Cedarville University Student Works With Optimus Prosthetics For Capstone Project
It's a problem most of us can relate to, clothing material that scratches our skin or causes uncomfortable chafing.
That kind of problem is easily solved by changing clothes. But for amputees wearing what amounts to a sock over their residual limb, such a dilemma can be painful and demoralizing.
To solve that problem, amputees with irregular amputations typically turn to a custom liner. But the custom prosthetic liner manufacturing process is tedious and time-consuming, usually requiring five to 10 days.
Enter Cedarville University senior mechanical engineering students, who have dedicated their senior capstone project to reducing the manufacturing process time from 10 days to one day in partnership with Optimus Prosthetics of Dayton, Ohio.
The senior mechanical engineers working on this project include Kenneth Coppens of Orrstown, Pa.; Tad McKanna of Bowling Green, Ohio; Joshua Wells of Toledo, Ohio; and Isaac Wheeler of Newark, Ohio. They are being guided by faculty advisors Tim Norman, distinguished professor of mechanical and biomedical engineering, and Jay Kinsinger, associate professor of mechanical and biomedical engineering.
The primary goal of the project is to develop a process that allows prosthetists to create custom liners for amputees that is more efficient than the current custom liner manufacturing process. They plan to complete their project by April.

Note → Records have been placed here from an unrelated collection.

PR #386, opened 2025-06-23
feat(quick-order): B2B-3183 enable quick order for users representing child companies based on buyer permission

bc-amandalan:
Jira: [B2B-2960](https://bigcommercecloud.atlassian.net/browse/B2B-2960)

### Context 
Currently there is no permission gating the quick order page. So, even if an user does not have order view permission, the user can go to quick order page and see through the purchased products of the company. This is problematic as ideally this page should be gated behind order view permission (code: `get_orders`).

Moreover, when an user represents a child company, the user wouldn't see the quick order page because currently the permission logic uses `subsidiariesCompanyKey` in `apps/storefront/src/shared/routeList.ts` to filter out pages that shouldn't appear. And the quick order page route in `routeList` does not have `subsidiariesCompanyKey`.

##### 1. Quick order page needs to be gated by `get_orders`
- When user has  `get_orders`, the user can access the quick order page (What this PR does)
- If user does not have Purchasability permission (code: `purchase_enable`), the page only shows the purchased products table without any action buttons, and quick order pad does not show (The current code already does it)
- If user has `purchase_enable`, the page would show action buttons in the purchased products table and the quick order pad (The current code already does it)

##### 3. When user browses the purchases product table, we need to make sure the products are returned based on the permission levels and whether the user is representing the child company
- When `get_orders` level 1, see only the products from the user's previous orders
- When `get_orders` level 2, see the products from the previous orders of the user's company
- When `get_orders` level 3 and not representing child company, see the products from the previous orders of the user's company
- When `get_orders` level 3 and representing child company, see the products from the previous orders of the child company

### Solution

- To achieve no.1, in `apps/storefront/src/shared/routeList.ts` interface `RouteItem` has an optional field `permissionCodes` that controls the front-end gating of a page. The code would need to match the back-end one, in this case  `get_orders`
- To achieve no.2, we need to add `subsidiariesCompanyKey` to the quick order route in `apps/storefront/src/shared/routeList.ts`. When it combines with `permissionCodes`, it would check if the user has the permission with level 3. 
- To achieve no.3, we would need some changes in the back-end https://github.com/bigcommerce/b2b-edition-api/pull/5747. 

## Rollout/Rollback
Will need to merge https://github.com/bigcommerce/b2b-edition-api/pull/5747 first so that users can see the correct purchased products. 

If any issue happens, we should revert both this PR and https://github.com/bigcommerce/b2b-edition-api/pull/5747. 

## Testing
- Added tests to cover different situations for quick order page route
- Manual tests
#### Before:

User can use quick order page to see purchased products even if the user does not have order view

https://github.com/user-attachments/assets/4c1b752f-5ed1-41dc-8ac7-44efd6b33461

Quick order tab, Quick order Pad and Purchased products are not showing when representing a child company

https://github.com/user-attachments/assets/9fa7468a-906f-489f-9f30-138b8c1bc8d4

#### After (with b2b-edition-api checkout to https://github.com/bigcommerce/b2b-edition-api/pull/5747):

User without order view can't see quick order page

https://github.com/user-attachments/assets/38acf0a4-8598-408a-8bf2-4ac577ac3b9c

User with order view but without purchasability can see the page but it does not have table action buttons and quick order pad

https://github.com/user-attachments/assets/3d0cc40f-4c28-4861-9461-d7b136eda3ee

User with order view and purchasability can see the page which has table action buttons and quick order pad

https://github.com/user-attachments/assets/52016003-1d79-4e88-b2d8-9fa04b622cc5

When representing child company, user with order view permission level 2 (company) can't see the quick order page

https://github.com/user-attachments/assets/f5c3e61f-de86-4837-b460-6a0f508e9323

When representing child company, user with order view permission level 3 (company and subsidiaries) and purchasability permission level 1 (user) can see the quick order page but no action buttons or quick order pad

https://github.com/user-attachments/assets/7b474fa8-c11a-4f7d-8b72-04871cb92603

When representing child company, user with order view permission level 3 (company and subsidiaries) and purchasability permission level 3 (company and subsidiaries) can see the quick order page which has action buttons and quick order pad

https://github.com/user-attachments/assets/6e536d1a-99f0-4ca4-b6d4-221a15ad5f0e

[B2B-2960]: https://bigcommercecloud.atlassian.net/browse/B2B-2960?atlOrigin=eyJpIjoiNWRkNTljNzYxNjVmNDY3MDlhMDU5Y2ZhYzA5YTRkZjUiLCJwIjoiZ2l0aHViLWNvbS1KU1cifQ


apps/storefront/src/components/layout/B3Nav.tsx
```diff
@@ -148,16 +148,22 @@ export default function B3Nav({ closeSidebar }: B3NavProps) {
     const subsidiariesPermission = getSubsidiariesPermission(routes);
 
     if (selectCompanyHierarchyId) {
-      routes = routes.filter((route) =>
-        route?.subsidiariesCompanyKey
+      routes = routes.filter((route) => {
+        if (route?.subsidiariesCompanyKey === 'quickOrderPad') {
+          return true;
+        }
+        return route?.subsidiariesCompanyKey
```
bc-akshatkaushik, line 155:
```suggestion
        if (route?.subsidiariesCompanyKey) {
            if (route.subsidiariesCompanyKey === 'quickOrderPad')
                return true;
            return subsidiariesPermission[route.subsidiariesCompanyKey];
        }
        return false;
```
💅 We can combine the checks for route and route.subsidiarycompany into one

bc-akshatkaushik: [question]

Similar to `subsidiariesPermission[route.subsidiariesCompanyKey]`, do we need to check for the order permissions to gate the `quickOrder` route?

apps/storefront/src/shared/routeList.ts
```diff
@@ -310,6 +313,10 @@ export const getAllowedRoutesWithoutComponent = (globalState: GlobalState): Buye
         });
       }
 
+      if (path === '/purchased-products' && hasPermission) {
+        return true;
+      }
+
```
bc-akshatkaushik, line 319: [question]

Why do we need this early return for `path === '/purchased-products'`, isn't it already covered by the `return hasPermission` on the next line?

[suggestion]

```suggestion
```

bc-akshatkaushik:
[question]

> Permission Integration: Implemented proper permission codes using quickOrderPermissionCodes

I can see the permission codes being introduced for order permissions but I don't see them being used from the changes in this PR, can you point me to where they are evaluated?
To get a better picture of the implementation

apps/storefront/src/components/layout/B3Nav.tsx
```diff
@@ -148,16 +148,22 @@ export default function B3Nav({ closeSidebar }: B3NavProps) {
...
+          : false;
+      });
     } else {
       routes = routes.filter((route) => {
         if (route?.subsidiariesCompanyKey === 'companyHierarchy') {
           return isEnabledCompanyHierarchy && subsidiariesPermission[route.subsidiariesCompanyKey];
         }
+        if (route?.subsidiariesCompanyKey === 'quickOrderPad') {
+          return true;
+        }
```
icatalina, line 166: not sure this does much 😅

apps/storefront/src/components/layout/B3Nav.tsx
```diff
@@ -148,16 +148,22 @@ export default function B3Nav({ closeSidebar }: B3NavProps) {
     const subsidiariesPermission = getSubsidiariesPermission(routes);
 
     if (selectCompanyHierarchyId) {
-      routes = routes.filter((route) =>
-        route?.subsidiariesCompanyKey
+      routes = routes.filter((route) => {
```
icatalina, line 151: 🤔 do we need to set `routes`? it looks like we could just return in both cases:

```suggestion
      return routes.filter((route) => {
```

bc-akshatkaushik (approved):
LGTM

bc-amandalan (commented):
Thank you so much Isaac, the changes look good to me. I think assume there were some communication with the product so we do not need to use two permissions to control the Nav bar 👏 👏 👏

While most amputees can be fitted with a standard prosthetic liner for their residual limb, those with irregular limb shapes require a custom liner to reduce the load on the residual limb. That allows for longer wear because it prevents irritation from the air bubbles and chaffing caused by putting a standard liner on an irregular amputation.
Laura Klagstad, a certified prosthetist orthotist, and Russell Hawkes, a prosthetic technician who is also an amputee, from Optimus Prosthetics in Dayton, are working with Cedarville's engineering students on this project.
"Gel liners are integral in today's prosthetic-fitting process," Klagstad said in a news release. "Custom distal gel cups and custom liners provide an option for these patients to obtain a comfortable fit. However, the fabrication of these custom devices is timely and expensive. There is also a great deal of variability due to current fabrication practices. We hope to streamline this process through 3-D printing for improved patient satisfaction and an overall reduction in fabrication complexity and cost."
The two options to meet this objective are 3-D printing the liner or 3-D printing the mold into which the liner material is injected. The use of a computer numerical control machine, stereolithography robotics, and fused deposition modeling are all possible options to manufacture a custom liner or mold.
The ideal outcome would be to develop a process that allows prosthetists to 3-D print a custom liner at their office, which would allow for a quicker and more efficient process to create irregularly shaped liners. Throughout the project, both methods will be evaluated and the best process will be determined.
"It is a thrill as an engineer to see the direct and immediate benefits that a project has on a client," Kinsinger said. "Twenty-five years ago, an amputee's only option for a liner was a woolen sock. The creation of polymer gel liners was revolutionary. These students are now revolutionizing the revolutionary."